Easter is coming and like every year is the moment to celebrate this festivity with a jubilation of good feelings connected to the rebirth of spring season. Do you want to know why fashion
designers loves so much Easter?

Fashion is always in search of events amd moments to celebrate its own visual narration. Following the continue passage of months and holidays, fashion suggests to people what to wear for Valentine’s Day of for Christmas. That is also true for Easter. In these days we can see many magazines and blogs suggesting the perfect look for Easter holiday with spring 2018 outfits full of flowers and gingham checks.
Creation by Lucy A Sayers, final year fashion design student at University of East London

This is not the same kind of article, because today I want to speak about all the meanings and symbols that testify the love between Easter and fashion.
Collage art by Cassandra Ray Quinn
Technically Easter’s day is celebrated in the first sunday calculating the new full moon after the spring equinox, so its rituals are closely connected with all the elements which characterized this particular moment of the year in terms of rebirth and fertility.
That’s why fashion, considered as the most recognizable expression of human willing to change, loves so much Easter. This is the story of a special affinity through its symbols and visual references found in the strangest and innovative creations of designers and emerging talents.
Spring means the beginning of something new. It’s metamorphosis and change from something’s sleeping (the cold and dark winter) to the Renaissance of Earth and Life. The sun become stronger and warm, flowers appear from the frozen ground coloring the world and people feel this regeneration with a desire of freedom and lightness. How newest fashion reply to this needs?
The creations of the RMIT University’ s students for the Melbourne International Flower & Garden Show
I’ve found the creations of  RUKTAM on Instagram (here his profile). He’s a young fashion designer coming from Thailand and graduated before at RMIT University in Melbourne and then with a Master Degree at IFA Paris.
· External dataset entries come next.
PR #1334, opened 2026-08-26
ci: cancel a PR's superseded runs on every push, not when the next one starts

JumpLink:
## The deadlock, measured twice

`main.yml` already sets `cancel-in-progress` for `pull_request`, but that fires when the
**superseding run starts** — and starting is exactly what a saturated queue prevents.

**2026-08-26:** five parallel PRs (#1329–#1333) filled the runner pool. Run
[32937220245](https://github.com/gjsify/gjsify/actions/runs/32937220245) — branch
`fix/prebuilds-musl-leg`, commit `1fc2ebbdc`, superseded hours earlier — sat `queued`
holding the `main-pr` concurrency group. Its successor could not start, so
`cancel-in-progress` never fired, and `CI gate (GJS)` was never green on that branch until
a human cancelled the run by hand.

`cancel-pr-runs.yml`'s own header had already diagnosed this in 2026-08 while covering only
the merged-PR half of the queue.

## Extended, not doubled

`cancel-pr-runs.yml` gains `synchronize` beside `closed`. It was already the mechanism that
supersedes by an **API call** instead of by a concurrency group, which is the property that
matters: one small job takes a runner long before a 20-job matrix does, so the cancel no
longer depends on the queue having room for the work it unblocks. For `audit-runtimes.yml`,
`build-ci-image.yml` and `commitlint.yml`, which carry no `concurrency:` block at all, it is
now the only superseding mechanism there is.

A second workflow would have meant a second copy of the same six-line API dance and a second
place to get the demarcation wrong. Per `simplicity`, the addition also pays for itself in
deletions: the inline `--jq` selection is **gone** from the `run:` block, and both events now
run through one function instead of one filter that only the `closed` path ever used.

## The `synchronize` window, and why it is not wider

Both events cancel *"the non-completed runs of this PR's head branch that existed at time
T"*. They differ only in T and in what is exempt:

| event | T | exempt |
|---|---|---|
| `closed` | `closed_at` | nothing |
| `synchronize` | `updated_at` | the SHA that is now the head |

Matched by head **branch**, not by head SHA — a force-pushed PR has runs under several SHAs
and a SHA match would leave the older ones running, which is half the backlog this drains.

The `T` bound is load-bearing in two separate ways, and this is where getting it wrong costs
somebody a valid measurement:

1. **Branch names in this repo are reused** (agent worktrees and the release tooling both do
   it), so without the bound a push could cancel a fresh run belonging to whatever reopened
   that name.
2. **Ordering.** Two pushes land in quick succession and the first push's cancel job only
   gets a runner after the second. Its `keepSha` is the *first* head, so every other rule
   agrees that the second push's runs — the current ones — are stale. The bound is the only
   thing that saves them.

Unchanged from the `closed` path and deliberately so: `pull_request` and never
`pull_request_target` (`actions: write` must not be paired with head code; a fork PR's token
is read-only and the step reports that rather than failing), the self-run exclusion, and the
`|| true` per cancel because a run that finishes between the list and the cancel returns 409
— the success case arriving a second early.

The checkout is pinned to the head SHA rather than left on the default merge ref, which is
not guaranteed to still resolve once the PR is closed, and is sparse to the one script, so
the job holding `actions: write` materialises as little head code as it can.

## Proof

The selection is lifted into `scripts/select-superseded-runs.mjs` and put under fixtures in
`tests/e2e/ci-cancel-superseded-runs` (14 tests, registered in `test:e2e`). A workflow
cannot be exercised before it runs for real, on real runs, so the decision is the part that
has to be testable.

Every test was A/B'd: green with the logic, red with the logic deliberately broken. 12 of 13
mutations flip exactly one test each.

| mutation | verdict | test that caught it |
|---|---|---|
| drop the head-SHA exemption | 🔴 | never cancels the commit that is now the head |
| drop the branch match | 🔴 | does not reach a run on another branch |
| drop the time bound | 🔴 | leaves a run that did not exist when this push happened · still stops at the moment the PR closed |
| drop the `completed` filter | 🔴 | does not touch a run that has already completed |
| drop the self-run exclusion | 🔴 | does not cancel the job doing the cancelling |
| exempt the head on `closed` too | 🔴 | cancels the head run too … · reads the close bound from `closed_at` … |
| treat an unparseable timestamp as `0` | 🔴 | refuses a bound it cannot parse instead of selecting nothing |
| accept a missing own run id | 🔴 | refuses to run without its own run id |
| accept any `pull_request` action | 🔴 | refuses an action it has no window for |
| stop unwrapping the API response | 🔴 | takes the event from the environment and the runs from stdin |
| drop the `synchronize` trigger | 🔴 | triggers on both events and invokes this selection for them |
| stop invoking the selection from the workflow | 🔴 | triggers on both events and invokes this selection for them |
| bound the push window by `closed_at ?? updated_at` | ⚪ | *not a defect* — a `synchronize` payload has no `closed_at`, so the fallback restores the same value |

**Two tests were green for the wrong reason on the first draft, and the A/B is what found
them.** "never cancels the commit that is now the head" put the new run's `created_at` four
seconds past the bound, so the *clock* excluded it and the exemption under test was never
consulted; and the self-run case sat in the push window, where `keepSha` covers this job's
own run anyway. Both fixtures now sit exactly on the bound, and the self-run test moved to
the `closed` window — the one where the id check is the only thing between this job and
cancelling itself halfway through the list.

`scripts/check-workflow-run-syntax.mjs` reads the new `run:` block: verified by A/B too —
an unbalanced `(` in the loop makes it exit 1 naming this file and step.

## Not affected

- **`pr-trigger-parity`**: `cancel-pr-runs.yml` has no `push` trigger, so its verdict is
  `not-gated` before and after — confirmed by running `triggerParityRows()` over the tree,
  and the suite is still 13/13 green. The rule is about post-merge coverage a PR cannot
  offer; a `types:` list is not a coverage claim and the rule says so.
- **`docs/ci-selective.md`**: not touched. This mechanism's documentation is the workflow's
  own header, which is where both incidents live; a paragraph there would be a second copy
  of it.

## Deliberately left open

- `scripts/check-comment-budget.mjs` reports `tests` at `-734` where it was already `-706`
  on `main`. Advisory (`--warn` in `audit-runtimes.yml`), and every comment added is the
  justification for one cancel decision.
- `per_page=100` and no pagination — inherited from the `closed` path. A PR whose branch has
  more than 100 in-flight runs behind it is not the case this drains.
- The four workflows with no `concurrency:` block still have none. Naming them in the header
  is what this PR does about it; giving them groups is a separate decision.


JumpLink:
Live verification, on this PR itself: the force-push that rebased onto `main` fired the new `synchronize` trigger, and [run 32948970888](https://github.com/gjsify/gjsify/actions/runs/32948970888) took a runner **~15 s after the push** while eight of this PR's own workflows sat `queued` behind it — which is precisely the gain over `cancel-in-progress`. Checkout, sparse pattern and `node scripts/select-superseded-runs.mjs` all worked on the runner; the selection came back empty and the step reported `No superseded runs for this event — nothing to cancel.` (correct: the pre-rebase commit never spawned runs, the PR was `CONFLICTING` until the rebase).

Rebased onto #1330, whose rewrite of `scripts/check-workflow-run-syntax.mjs` landed meanwhile. Re-verified against that new version, same A/B: an unbalanced `(` in the cancel loop makes it exit 1 naming `cancel-pr-runs.yml` — step "Cancel the runs this event superseded" (shell: bash).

Often inspired by abstract art, these outfits are part of the collection “Distorted Faith” in which he deconstructs the classic shapes of female clothing with the willing of dismantle the stereotypes of society and policy just like Nature breaks the structures of our architecture to renew itself.
“Distroted Faith”, collection by Ruktam
The photographer TEJAL PATNI, graduated at Sir J.J. School of Applied Arts in Mumbai, India, and then moved to England to graduate at the London Film Academy, is already well-known by public for his particular and vision between dream and surreality. This picture from his “Splash Calendar” realized in 2014, in which model is immersed into all-over pattern sets recalling the clothing’s floral prints, is a kind of modern Spring Goddess, halfway between Botticelli and the Hindu Lakshmi.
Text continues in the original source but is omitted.